1О. Бальзак. Собр. соч., т. 4. М., 1960, с. 285. ( Пер. Н. Жарковой.)

2Р. де Шатобриан. Рене. Б. Констан. Адольф. М., 1932, с. 63. ( Пер. Н. Чуйко.)

Многие женщины опасаются в мужчине именно молодости: они осмотрительны. Им довелось узнать, иногда на собственном горьком опыте, что молодость – разрушительница, что любовь молодого человека пагубна для любимого существа.

Вот они и избегают юношей прежде всего из-за их нескромности, бахвальства: им претит тщеславие и кокетство юного хлыща, маниакальная жестокость охотника, жаждущего затравить очередную жертву и рассказывать потом, что он знал «немало женщин». Очень юного мужчину женщина видит насквозь, потому что она знает самое себя: очень юный мужчина как две капли воды похож на женщину, у него те же повадки.

Искушенной женщине известно, что есть и другая порода юношей – эти влюбляются с чарующим простодушием (и с не менее чарующим пылом). Но те несут любимой женщине иную опасность: они слишком требовательны в любви, и обожаемому существу предстоит тем более стремительное падение, что они сами вознесли его на алтарь головокружительной высоты. Разочаровавшись в идеале, они готовы удариться в самую ужасную крайность. Позже, приближаясь к сорокалетию, они поймут, из чего состоит амальгама, которую мы именуем любовью. В сорокалетнем возрасте восхищение женщиной сопровождается лишь приятными эмоциями: в этом возрасте мы готовы ко всему. Быть любимыми для нас нечаянное счастье. Добродетель предусмотрительности, боязнь показаться смешным – весь так трудно доставшийся нам житейский опыт учит нас помалкивать, притупляет в нас способность к негодованию; любимой женщине больше не грозят ни сплетни, ни объяснения. Сорокалетний мужчина все поймет, закроет глаза, притворится, что ничего не замечает. Вот почему его слуха иногда касаются утешительные слова: «Меня может увлечь только тот, кто перешагнул за тридцать пять».
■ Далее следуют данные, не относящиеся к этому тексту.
PR #4084, opened 2024-01-24
[c#] Fix RHS of EqualsValueClause

### LINKED ISSUE #4078: [Bug] [c#] Simple Aliased DataFlows Not Working
**Describe the bug**
Trying out a simple dataflow test in the C# frontend. Add a dataflow test with the code below to reproduce. 

```
int i = 0;
int a = i + 1;
Console.WriteLine(a);
```

For the query, 
```
val src  = cpg.identifier.nameExact("i").l
val sink = cpg.call.nameExact("WriteLine").l
```
The expected output for `sink.reachableBy(src).size` should be `2`, but is `0` in this case.

DavidBakerEffendi:
Simple data-flows were not being propagated after some re-assignment. This was found to be caused by only a limited class of RHS nodes being handled on the EqualsValueClause. This has now been fixed and tested.

Other style-related changes added.

Resolves #4078

### DIFF
--- a/joern-cli/frontends/csharpsrc2cpg/src/test/scala/io/joern/csharpsrc2cpg/querying/dataflow/SimpleDataflowTests.scala
+++ b/joern-cli/frontends/csharpsrc2cpg/src/test/scala/io/joern/csharpsrc2cpg/querying/dataflow/SimpleDataflowTests.scala
@@ -1,0 +1,26 @@
+package io.joern.csharpsrc2cpg.querying.dataflow
+
+import io.joern.csharpsrc2cpg.testfixtures.CSharpCode2CpgFixture
+import io.shiftleft.semanticcpg.language.*
+import io.joern.dataflowengineoss.language.*
+
+class SimpleDataflowTests extends CSharpCode2CpgFixture(withDataFlow = true) {
+
+  "a source with a simple re-assignment" should {
+
+    val cpg = code(basicBoilerplate("""
+        |int i = 0;
+        |int a = i + 1;
+        |Console.WriteLine(a);
+        |""".stripMargin))
+
+    "still propagate to the sink" in {
+      cpg.method("Main").dotAst.foreach(println)
+      val src  = cpg.assignment.target.isIdentifier.nameExact("i").l
+      val sink = cpg.call.nameExact("WriteLine").l
+      sink.reachableBy(src).p.foreach(println)
+    }
+
+  }
+
+}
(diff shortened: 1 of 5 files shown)


joern-cli/frontends/csharpsrc2cpg/src/test/scala/io/joern/csharpsrc2cpg/querying/dataflow/SimpleDataflowTests.scala
```diff
@@ -0,0 +1,26 @@
...
+        |int i = 0;
+        |int a = i + 1;
+        |Console.WriteLine(a);
+        |""".stripMargin))
+
+    "still propagate to the sink" in {
+      cpg.method("Main").dotAst.foreach(println)
+      val src  = cpg.assignment.target.isIdentifier.nameExact("i").l
+      val sink = cpg.call.nameExact("WriteLine").l
+      sink.reachableBy(src).p.foreach(println)
```
karan-batavia, line 21: Is this a debug statement? We might want to remove this.

joern-cli/frontends/csharpsrc2cpg/src/test/scala/io/joern/csharpsrc2cpg/querying/dataflow/SimpleDataflowTests.scala
```diff
@@ -0,0 +1,26 @@
...
+  "a source with a simple re-assignment" should {
+
+    val cpg = code(basicBoilerplate("""
+        |int i = 0;
+        |int a = i + 1;
+        |Console.WriteLine(a);
+        |""".stripMargin))
+
+    "still propagate to the sink" in {
+      cpg.method("Main").dotAst.foreach(println)
```
karan-batavia, line 18: Same for this. Also, this test does not assert anything; is this deliberate?

karan-batavia (approved):
Some questions, LGTM otherwise.

joern-cli/frontends/csharpsrc2cpg/src/test/scala/io/joern/csharpsrc2cpg/querying/dataflow/SimpleDataflowTests.scala
DavidBakerEffendi: Ah yes good catch

DavidBakerEffendi:
@karan-batavia Fixed the test assertions, forgot to assert and remove debugging

max-leuthaeuser (approved):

Многие юноши, не отличаясь никакими странностями во вкусах, просто не любят женщин. Природа не нуждается в людях, умеющих любить, и производит их на свет куда реже, чем кажется. Безделье, обычное у светских людей, рассеянный образ жизни и все то, что с наступлением эпохи джаза стало обозначаться словечком «контакты», и такие могущественные возбудители, как книги, спектакли (и даже сами стены, орущие тысячами афиш), – все это оказывается необходимым, чтобы склонить к любви недорослей, которым милее лупить ногами по мячу или лупить кулаками друг друга и которые любой ласке предпочтут волосяную перчатку. В народе те, кто рожден для любви, делают из этого ремесло, которым и живут не стыдясь; остальные берут себе жен, повинуясь соображениям, о которых истинная любовь понятия не имеет: у безнадежной уродины больше шансов выйти замуж именно в простой среде, а не в хорошем обществе. Простые люди, у которых нет призвания к любви, и не притворяются, что в женщине им нужна красота, которую они даже не сумели бы распознать. А в хорошем обществе последний ублюдок взыскателен, как Дон-Жуан.

Та самая любовь, что не сходит у нас с языка в двадцать лет, часто приходит к нам только в середине жизни, и лишь тогда нам дано изведать ее ожоги. Цветущая молодость обходится собственными силами, и ей еще неведома жажда продлиться, продолжиться в другом человеке – а ведь это и есть любовь.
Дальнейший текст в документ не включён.